- _Assignment_
From the material below, work out how many lines contain "huge" and answer with the number only.

========================

PR #1373, opened 2026-04-14
chore: counts of non hotswappable resources

ShadowCat567:
Adds counts for resource types that are not hotswappable that were attempted to be hotswapped. 
We want to track this as a part of our initiative to improve the speed of hotswap deployments since having non hotswappable resources in a hotswap deployment with fallback slows down the hotswap deployment.
Payload would look like this:

```
{
  "event": {
    "state": "FAILED",
    "eventType": "HOTSWAP",
    "duration": 456,
    "error": {
      "name": "UnknownError"
    },
    "counters": {
      "hotswapped": 0,
      "hotswappableChanges": 1,
      "nonHotswappableChanges": 3,
      "hotswapFallback:AWS::Some::Resource:Id": 2,
      "hotswapFallback:AWS::Other::Resource:Name": 1,
    }
  }
}
``` 

---


rix0rrr (changes requested):
```
      "AWS::Some::Resource": 2,
      "AWS::Other::Resource": 1,
```

This list of counters goes into a huge grab bag. So just a resource type by itself is not going to be meaningful. Let's name it something like

```
hotswapfallback:AWS::Other::Resource
```

But also don't do that literally! I'm pretty sure we already emit counters with resource identifiers in there somewhere. I forget where, but I'm sure you can find it. Probably something about error tracking. Don't invent a new format, just follow what the other location is doing.

And also: I'm pretty sure the top-level property that is causing the fallback should be in there as well.

ShadowCat567:
> ```
>       "AWS::Some::Resource": 2,
>       "AWS::Other::Resource": 1,
> ```
> 
> This list of counters goes into a huge grab bag. So just a resource type by itself is not going to be meaningful. Let's name it something like
> 
> ```
> hotswapfallback:AWS::Other::Resource
> ```
> 
> But also don't do that literally! I'm pretty sure we already emit counters with resource identifiers in there somewhere. I forget where, but I'm sure you can find it. Probably something about error tracking. Don't invent a new format, just follow what the other location is doing.
> 
> And also: I'm pretty sure the top-level property that is causing the fallback should be in there as well.

It is error tracking, that does `errorAnn:[errorCode]` - so we would want to also use a `:` delimiter for hotswap resources

packages/aws-cdk/lib/cli/io-host/cli-io-host.ts
```diff
@@ -645,6 +645,18 @@ function eventFromMessage(msg: IoMessage<unknown>): TelemetryEvent | undefined {
 }
 
 function hotswapToEventResult(result: HotswapResult): TelemetryEvent {
+  const nonHotswappableResources: Record<string, number> = {};
+  for (const { subject } of result.nonHotswappableChanges) {
+    if ('resourceType' in subject) {
+      const keys = 'rejectedProperties' in subject && subject.rejectedProperties
+        ? subject.rejectedProperties.map(p => `hotswapFallback:${subject.resourceType}:${p}`)
```
rix0rrr: Let's use a different separator for the 2 pieces to make it easier to split.

```suggestion
        ? subject.rejectedProperties.map(p => `hotswapFallback:${subject.resourceType}#${p}`)
```

packages/aws-cdk/test/cli/io-host/cli-io-host.test.ts
```diff
@@ -502,6 +502,42 @@ describe('CliIoHost', () => {
...
+      expect(telemetryEmitSpy).toHaveBeenCalledWith(expect.objectContaining({
+        eventType: 'HOTSWAP',
+        duration: 456,
+        counters: {
+          'hotswapped': 1,
+          'hotswappableChanges': 2,
+          'nonHotswappableChanges': 3,
+          'hotswapFallback:someResource': 1,
+          'hotswapFallback:someOtherResource:Name': 1,
+          'hotswapFallback:someOtherResource:Id': 1,
```
rix0rrr:
```suggestion
          'hotswapFallback:someOtherResource#Name': 1,
          'hotswapFallback:someOtherResource#Id': 1,
```

rix0rrr (changes requested):

rix0rrr (approved):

========================

- _Response to this task_
2